WASHINGTON – Donald Trump, offended by coarse language?
So it seemed in the Republican presidential debate Thursday night. The notably potty-mouthed New York billionaire objected to an expletive uttered by former Mexican President Vicente Fox over Trump's proposal to build a fortress-like wall along the Mexican border and make Mexico pay for it.
A look at statements in the debate and how they compare with the facts:
TRUMP: "I saw him use the word that he used. I can only tell you, if I would have used even half of that word, it would have been national scandal. This guy used a filthy, disgusting word on television, and he should be ashamed of himself, and he should apologize, OK?"
THE FACTS: At issue, it must be said, is the F-bomb.
Fox dropped it when denouncing Trump's plans for the wall.

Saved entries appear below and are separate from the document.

PR #54, opened 2018-12-12
Update general principles section

melnikovi:


design-documents/service-isolation.md
```diff
@@ -239,6 +239,9 @@ General principles to follow for service isolation:
 * All service operations MUST BE stateless
 * There MUST BE NO data dependencies between services.
 * Command & query responsibility segregation – storefront APIs for data immutable in storefront (catalog) should be optimized for data retrieval
+* Each request to service MUST contain correlation identifier to allow identify requests related to the same flow during debugging
```
buskamuza: The same is already mentioned as "Correlation IDs must be added to internal calls to make tracing easier.".

design-documents/service-isolation.md
```diff
@@ -239,6 +239,9 @@ General principles to follow for service isolation:
...
+* Service mesh MUST BE used for communication between services: routing, load balancing, circuit breaking, statistics
```
buskamuza: I wouldn't put it as a principle. It is a solution. It would be good if it goes to a separate document about services communication.

design-documents/service-isolation.md
```diff
@@ -239,6 +239,7 @@ General principles to follow for service isolation:
 * All service operations MUST BE stateless
 * There MUST BE NO data dependencies between services.
 * Command & query responsibility segregation – storefront APIs for data immutable in storefront (catalog) should be optimized for data retrieval
+* Services MUST NOT manage session, operations have to explicitly declare all required arguments, and those arguments should be passed in request
```
paliarush: There must be no knowledge about `Request` object in service either.

PR #57, opened 2018-12-20
Use default XML encoding

milindsingh:


buskamuza:
Approved. But keep in mind that it doesn't provide any commitment from Magento side to implement it, this depends on the product priorities. It looks like a good task for the community to contribute though.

Trump, meantime, has run a profanity-laced campaign, blurted out the S-word on multiple occasions and used an offensive term for coward against rival Ted Cruz.
But what about THAT bomb?
At a rally in New Hampshire, he declared: "We're not going to let Mexico steal all our businesses. ... We're going to bring business back. ... And you can tell them to go" — pausing — "themselves because they let you down, and they left."
He didn't say the word. He mouthed it.
And Trump used the word loudly and several times in a 2011 Nevada speech before he was a candidate.
CRUZ: "The Obama-Clinton economy has done enormous damage to the Hispanic community."
THE FACTS: The bursting of the housing bubble in late 2007 is what really damaged the Hispanic community, before Barack Obama took office.
Under Obama, Hispanics have made strides from the depths of the Great Recession. Their unemployment rate is 5.9 percent. The rate is above the national average of 4.9 percent, but it's well below the 2009 peak of 13 percent.
Hispanics have gained 5 million jobs under Obama, a 25 percent increase since 2009. Under George W. Bush, there was a 21 percent growth of 3.45 million jobs.
But there is one key area where Hispanics are struggling to recover: Median income for that group was $28,757 in 2014, about $1,644 less than in 2007 after adjusting for inflation.
Cruz exaggerates when calling it the Obama-Clinton economy. Hillary Clinton was his secretary of state with little or no influence on his economic policy.